### TASK ITEM
Of the lines below, write out exactly those from the line with "So two constraints" through the line with "- Prevented roleless", both included, and skip the rest.

### PROVIDED RECORDS

####

PR #1765, opened 2026-09-20
fix(proxy): stop history truncation discarding turns to reach a user head

murdore:
## What this fixes

Truncation removed the oldest units until the budget was met, then advanced forward to the next **user** turn before cutting. In an agentic history that overshoots badly, because user turns are sparse — the advance discards every tool exchange between the budget boundary and the next user message.

On a captured 410-message conversation, the cut landed at **83,720 tokens for every target between 210,000 and 100,000**. The configured target had no effect at all, because the next legal boundary was always the same one:

| Target | Before | After |
|---|---|---|
| 210,000 | 83,720 (40%) | **209,764 (100%)** |
| 180,000 | 83,720 (47%) | **177,683 (99%)** |
| 150,000 | 83,720 (56%) | **149,229 (99%)** |
| 100,000 | 83,720 (84%) | **99,397 (99%)** |

Live traffic showed the same shape — a 600,000 target landing at ~292,000.

Why so coarse: that conversation has 196 user messages, but **188 are pure `tool_result`**. Only 8 are real user turns, so "advance to a user turn" had 8 positions to choose from across 410 messages.

## The rule it enforced does not exist

The removed helper claimed *"The Messages API rejects a conversation whose first message is not from the user."* That is not true. Verified against the live API:

| Shape | Result |
|---|---|
| Assistant head, plain | **200** |
| Assistant head carrying a complete `tool_use`/`tool_result` pair | **200** |
| Two consecutive assistant turns | **200** |
| Assistant head opening with a signed `thinking` block | **200** |
| Assistant head via the **Vertex** fallback | **200** (`claude-opus-4-6`) |
| `role: "system"` at index 0 | **400** — *use the top-level `system` parameter* |
| Orphan `tool_result`, alone | **400** |
| Orphan `tool_result`, mixed with text | **400** |

So two constraints are real and one was imagined. Orphaned `tool_result` is already prevented by unit grouping. The system-directive case is **not** — and it matters: the captured body carries 19 `role: "system"` messages interleaved at indices 1, 4, 71, 84, 121…, so a cut can land on one. The old blanket rule covered that only by accident.

This replaces the blanket rule with the narrow one the API actually imposes: **skip a leading system directive, keep an assistant head.**

## Verification

End-to-end: the real 410-message conversation, truncated by this code to 184 messages with an assistant head, sent to the live API → **200, served by `claude-opus-5`, 97,523 tokens cached**.

- Preflight suite **35/35** (new: on-target landing with sparse user turns; leading system directive skipped)
- Vertex suite **14/14**, fallback parent exit 0
- `tsc --noEmit` and `tsconfig.tools-tests.json` exit 0, `build:react-hooks` exit 0
- prettier + eslint clean

Three existing tests asserted the disproven premise and now assert what is actually enforced — oldest turn removed, newest survives, no orphaned `tool_result` — rather than a user head. One is renamed, since the "user-head rule" it named no longer exists.

## Summary by CodeRabbit

- **Bug Fixes**
  - Improved conversation history truncation to respect configured context limits without requiring a user message at the beginning.
  - Preserved assistant-led histories and complete tool-call exchanges during truncation.
  - Prevented roleless function-call items from being incorrectly removed.
  - Improved handling of multimodal content after history compaction.
  - Fixed truncation behavior for histories containing leading system directives and sparse message sequences.


Tara-ag:
## APPROVE

`isNonUserTurn` → `isDirectiveTurn` correctly narrows what may open a kept history to only `role: "system"` messages, fixing over-truncation in agentic (sparse-user) histories while keeping the API-dispatch guarantee. Live-API-verified, well-tested, and scoped to internal truncation only.

| — | — | No findings |

### What was checked — all clean

- **Logic**: The budget loop still stops at the largest `removedUnits` below target; the trailing `while` now skips only `isDirectiveTurn` (system) units. Assistant-headed, role-less (`function_call`/`function_call_output`), and interleaved tool units all remain eligible to stay, so the head can be an assistant turn — which the suite confirms is accepted upstream. A leading `system` head is the one case the Messages API rejects, and it is now correctly skipped (dropped) rather than stranded.
- **Regression behavior**: `kept[0].role === "assistant"` is asserted, and the new sparse-user test proves truncation lands near target (`>200k` of `250k`) instead of dropping the whole conversation.
- **Public API (Rule 5)**: `truncateHistoryForBudget` signature and return type are unchanged; no external caller is affected.
- **Security**: No credentials, no logging of provider params, no injection surface introduced.
- **Hot paths**: `baseProvider.ts`, `providerRegistry.ts`, and type surfaces untouched.
- **Tests (Rule 15)**: New coverage added to the existing end-to-end proxy-context suite (`continuous-test-suite-proxy-context-preflight.ts`), driving the same `prepareProxyRequestContext` path; determinism declarations unchanged.

No inline comments posted — I found no CRITICAL/MAJOR/MINOR defects worth flagging. The only inherent trade-off is that a dropped head `system` directive's framing is discarded, which is the intended truncation behavior; promoting such a directive to the top-level `system`/`systemPrompt` param would be a possible polish but is out of scope for this fix.

Tara-ag (approved):
Approved. `isDirectiveTurn` correctly limits what may open a kept history to `role: "system"` messages, fixing over-truncation in sparse-user/agentic histories while preserving the API-dispatch guarantee. Live-API-verified, thoroughly tested end-to-end, and internal-only — the public `truncateHistoryForBudget` surface is unchanged.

####

### SOLUTION
So two constraints are real and one was imagined. Orphaned `tool_result` is already prevented by unit grouping. The system-directive case is **not** — and it matters: the captured body carries 19 `role: "system"` messages interleaved at indices 1, 4, 71, 84, 121…, so a cut can land on one. The old blanket rule covered that only by accident.

This replaces the blanket rule with the narrow one the API actually imposes: **skip a leading system directive, keep an assistant head.**

## Verification

End-to-end: the real 410-message conversation, truncated by this code to 184 messages with an assistant head, sent to the live API → **200, served by `claude-opus-5`, 97,523 tokens cached**.

- Preflight suite **35/35** (new: on-target landing with sparse user turns; leading system directive skipped)
- Vertex suite **14/14**, fallback parent exit 0
- `tsc --noEmit` and `tsconfig.tools-tests.json` exit 0, `build:react-hooks` exit 0
- prettier + eslint clean

Three existing tests asserted the disproven premise and now assert what is actually enforced — oldest turn removed, newest survives, no orphaned `tool_result` — rather than a user head. One is renamed, since the "user-head rule" it named no longer exists.

## Summary by CodeRabbit

- **Bug Fixes**
  - Improved conversation history truncation to respect configured context limits without requiring a user message at the beginning.
  - Preserved assistant-led histories and complete tool-call exchanges during truncation.
  - Prevented roleless function-call items from being incorrectly removed.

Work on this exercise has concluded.